PR #511, opened 2023-11-21
Fix dynamic call screwing up values

mitrokosta:
ExpressionResult may contain a reference to an object after returning from BC_CallFunction. Script example that insta crashes the game before this fix (most of the time, sometimes it hides MC's portrait):
```
void Suicide()
{
	ref sld = CharacterFromID("Blaze");
}

void ActiveF10Control()
{
	string death = "Suicide";
	call death();
}
```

◆ ◆ ◆ ◆

-- EXERCISE --
When you transcribe the records above, keep every line exactly the same.

-- PROBLEM SOLUTION --
PR #511, opened 2023-11-21
Fix dynamic call screwing up values

mitrokosta:
ExpressionResult may contain a reference to an object after returning from BC_CallFunction. Script example that insta crashes the game before this fix (most of the time, sometimes it hides MC's portrait):
```
void Suicide()
{
	ref sld = CharacterFromID("Blaze");
}

void ActiveF10Control()
{
	string death = "Suicide";
	call death();
}
```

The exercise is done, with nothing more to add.